Deep learning is used to discover the internal structures and levels of representation of sample data. Its ultimate goal is for machines to have the analytical learning capabilities of humans and to recognize data such as text, images, and sound. New evidence suggests that deep learning-based information extracted from medical images has made commensurate progress in predicting survival outcomes.5-8 Particularly, convolutional neural networks (CNNs) have been applied to many survivals prediction studies and have achieved good performance.9-12 Zhu et al 13 developed CNN to predict the OS of lung cancer patients and conducted model training on pathological images of lung cancer, with a consistency index of 0.63. Byun et al 14 constructed the random survival forest model (RSF), DeepSurv model, and Cox proportional hazards model (CPH) to predict RFS and tumor-specific survival (CSS) in patients with nonmetastatic clear cell RCC. Harrel’s C-indices of RFS and CSS in the test dataset were 0.794, 0.789, 0.802 and 0.831, 0.790, and 0.834 for CPH, RSF, and DeepSurv, respectively. Therefore, DeepSurv is superior in predicting RFS and CSS in non-metastatic clear cell RCC patients compare with CPH and RSF. Noteworthy, deep learning technology has been maturely implemented in the automated identification of structures and lesions on CT or magnetic resonance (MR) images in many cancers including NPC. 15 Recent developments in machine learning and artificial intelligence have shown the potential of 18FDG-PET/CT to improve the accuracy of reading anatomical and metabolic characterization of malignancies.16,17 However, the majority of existing studies about 18FDG-PET/CT have focused on diagnosis and staging, even though some research studies aimed at prognostication have mostly relied on manual image segmentation rather than deep learning.18,19
To overcome the error of manual image segmentation and the difference of threshold defined by traditional metabolic parameters, the objective of the study was to establish a prognostic model of the deep learning (CACA-UOCM) network structure to predict the prognosis of patients with NPC. Furthermore, its predictive value was compared with a traditional prognostic model of clinical parameters.
Methods
Patients
A total of 173 patients with NPC admitted to Shandong Cancer Hospital and Weifang People’s Hospital from July 2014 to April 2020 were collected. Inclusion criteria: histologically confirmed NPC, pretreatment PET/CT data, and cervical lymph node metastasis. Exclusion criteria: distant metastasis before treatment; have other tumors; incomplete clinical data are not available.
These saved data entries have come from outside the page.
PR #2391, opened 2019-12-02
Add ZStream#via

### LINKED ISSUE #2370: ZIO Stream: Consider adding `.via` operator
Other streaming libraries has the concept of a `Flow`, that allows you to map one stream to the other in a single chain, like:
```
source.via(flow).to(sink)
```

It would be nice to have `.via` operator in ZIO Streams that allows mapping `ZStream[A] => ZStream[B]`.

Without that, the flow of operations looks not so nice:
```
mapStream(
  stream
    .map(...)
    .flatMap(...)
).aggregateAsyncWithin(...)
```
but it could be something like:
```
stream
  .map(...)
  .flatMap(...)
  .via(mapStream)
  .aggregateAsyncWithin(...)
```

vasilmkd:
Resolves #2370.

@iravid @gchudnov Am I being too restrictive with `self.type`?

### DIFF
--- a/streams-tests/jvm/src/test/scala/zio/stream/StreamChunkSpec.scala
+++ b/streams-tests/jvm/src/test/scala/zio/stream/StreamChunkSpec.scala
@@ -317,6 +317,16 @@ object StreamChunkSpec extends ZIOBaseSpec {
         }
       }
     },
+    suite("StreamChunk.via")(
+      testM("happy path") {
+        val s = StreamChunk.fromChunks(Chunk(1), Chunk.empty, Chunk(2, 3, 4), Chunk(5, 6))
+        s.via(_.map(_.toString)).runCollect.map(assert(_, equalTo(List("1", "2", "3", "4", "5", "6"))))
+      },
+      testM("introduce error") {
+        val s = StreamChunk.fromChunks(Chunk(1), Chunk.empty, Chunk(2, 3, 4), Chunk(5, 6))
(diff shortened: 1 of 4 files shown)


iravid:
Yes, `self.type` is unnecessarily narrow.

vasilmkd:
Changed to `ZStream[R, E, A]` and `ZStreamChunk[R, E, A]` respectively.

gchudnov:
wow, thank you so much!

neko-kai:
@vasilmkd @iravid @gchudnov 
`.via` is the exact same thing as `.pipe` from the 2.13+ standard library - https://github.com/scala/scala/blob/841f45f8d4a29fd593699654973d12a62b087659/src/library/scala/util/ChainingOps.scala#L62

I feel like this can lead to bikeshedding between people whether to use `.via` or the more polymorphic `.pipe`. What do you think about replacing `.via` by a copy of `.pipe` instead? 

```scala
def pipe[B](f: ZStream[R, E, A] => B): B = f(self)
```

This will only make the `import scala.util.chaining._` redundant when working with streams, but would otherwise make the styles indistinguishable.

vasilmkd:
@neko-kai I was completely unaware of this. I agree with you. For Scala 2.13 this will hide the implicit right?

gchudnov:
agree with @vasilmkd 
`pipe` is more generic, you can pipe to anything, but with `via` you're still living within a stream.

IMHO with `pipe` it is easier to make a mistake a the compiler won't help you.

PR #2397, opened 2019-12-03
ZIO Test: Provide Combinators to Use Live Environment by Default

adamgfraser:
One of the pain points that I hear about regarding ZIO Test is people who want to use live implementations of the environment types by default.

I think this shows up in two ways.

One is that the `TestClock` in particular can make for a more difficult migration from existing test frameworks. We generally have a version of everything that exists in other testing frameworks so most of migration is just relatively mechanically replacing code with the ZIO Test version of things. But writing tests involving time with the `TestClock` is significantly different and while ultimately more powerful can require some thinking, before which your tests are going to be failing which is not very fun.

The second is there is a subset of users that just don't want one or more of the test implementations (e.g. you don't have any `Console` effects you want to test but you use a lot of them to print debug or information messages that are now no longer showing up, or you interact with a lot of third party services that need live clock effects and think that is a better default for you).

This PR addresses this by providing a set of combinators on `TestEnvironment` that replace one of the test implementations with a version of the live one that just ignores any "test" effects. For example, you can call `testEnvironment.withLiveClock` and get a `TestEnvironment` that does live sleeps.

I have somewhat mixed feelings about this because I think the `TestEnvironment` and the test implementations are great and want to make them even better, but I think if we can offer a relatively easy "escape hatch" like this we can both ease migration and provide a better for users who like everything else about ZIO Test but want to do something different here.

Other opinions very much appreciated.

### DIFF
--- a/test-tests/shared/src/test/scala/zio/test/environment/EnvironmentSpec.scala
+++ b/test-tests/shared/src/test/scala/zio/test/environment/EnvironmentSpec.scala
@@ -106,6 +106,29 @@ object EnvironmentSpec extends ZIOBaseSpec {
                    .env("k1")
                    .provide(testEnvironment.mapTestSystem(_ => testSystem))
       } yield assert(result, isNone)
-    }
+    },
+    testM("withLiveClock maps the `TestClock` implementation to one that uses the live environment") {
+      for {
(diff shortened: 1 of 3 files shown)


TimPigden:
awesome, thanks!

PR #2398, opened 2019-12-03
Remove Constructors Masquerading As Class Methods

### LINKED ISSUE #2388: `ZIO#succeed` (the one on the class) is redundant and confusing
`putStrLn("foo").succeed(0)` is equivalent to `ZIO.succeed(0)`.

The signature is almost identical to `as`, except for strictness of the argument.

The protocol of this retrospective study was approved by the Ethics Committee of Shandong Institute of Cancer Prevention and Treatment (2019GGX101057) and Weifang People’s Hospital (2019034).
PET/CT acquisition
All patients fasted for at least 8 hours before receiving an 18F-FDG PET-CT scan and checking blood glucose levels. The scans were performed using 2 sets of advanced PET/CT scanners. Shandong Cancer Hospital was equipped with a Discovery Lightspeed PET-CT and a Minitrace cyclotron. Its spiral CT component has a peak voltage of 140 kV, 80 mA, a pitch of 2:1, a thickness of 4.25 mm, and a speed of 0.8s/r. 18F-FDG MBq (5.55-7.40/kg) was injected intravenously with a purity of >95%, and radioactive drugs were used. Two-dimensional pattern images were collected on PET/CT on Discovery LS 1 hour later. The other one is the introduction of BioGRAPH-64-True Point PET/CT produced by SIEMENS in Germany for the PET-CT Center of Weifang People’s Hospital. This device combines excellent PET and 64 spiral CT, 2 mature medical imaging technologies. This design, which is equipped with a unique Siemens high-resolution design, doubles the detection signal-to-noise ratio, significantly reducing image blur and distortion, giving it a consistent view spatial resolution of 2 mm, and pushing the limits of its ability to detect small lesions.
PET/CT Analysis
Gross tumor volume (GTV-P) and lymph node (GTV-N) of the primary tumor were manually segmented on each PET/CT by the same experienced investigator (radiation oncologist), referring to 2 nuclear radiologists’ reports. Region of interest (ROI) was drawn on the primary tumor and metastatic cervical lymph nodes. All patients’ PET and CT images were imported into the MEDEX workstation (Philips Health Care), and the ROI of the lesions was calculated manually using the 40% SUVmax threshold. The metabolic and volume parameters SUVmax, SUVpeak, MTV, and TLG were measured by 3-dimensional measurement software.
Treatment and Follow-up Method
All patients were treated with 1.8 to 2.0 Gy per fraction with 5 daily fractions per week for 6 to 7 weeks. The cumulative radiation dose of the primary tumor was 50 to 76 Gy, and the cumulative dose of bilateral lymph node irradiation was 50 to 70 Gy. The chemotherapy regimen was mainly platinum therapy. Follow-up included head and neck examination, nasopharyngeal endoscopy, chest X-ray examination, abdominal B-ultrasound examination, and whole-body bone scan. When recurrence or metastasis is found, re-staging and treatment plans should be made. Regular follow-up was performed every 3 months for the first 3 years, every 6 months for the next 3 years, and then annually thereafter.
Model Based on Clinical Factor and Conventional PET-CT Metabolic Parameters
A training set of patients and a test set of patients were separated. Adasyn algorithm was used to over-sample the training data so that the ratio of surviving patients and dead patients was 1:1, and the test data was the original data. Preliminary model construction included 6 clinical characteristics (gender, age, T stage, N stage, AJCC stage, pathological type) and 8 conventional PET-CT metabolic parameters (SUVmax-P, SUVpeak-P, MTV-P, TLG-P, SUVmax-N, SUVpeak-N, VMTV N, TLG-N). Figure 1A shows the coefficient estimates for various hyperparameters alpha in the training queue. With C-index as the evaluation standard, the optimal hyperparameter alpha was selected after 5 times of cross verification, as shown in Figure 1B. The orange line segment was the hyperparameter corresponding to the optimal consistency score, and the Lasso coefficient corresponding to the selected variable was as shown in Figure 2. Figure 3 shows the estimated results for the horizontal risk coefficients for each parameter, and Table 1 shows the coefficients and P values for each parameter. Cox regression fitting was performed again for the selected variables. Variables were removed from the model if P > .1, and multivariate Cox analysis was used to identify the significant prognostic model parameters and standardized coefficients.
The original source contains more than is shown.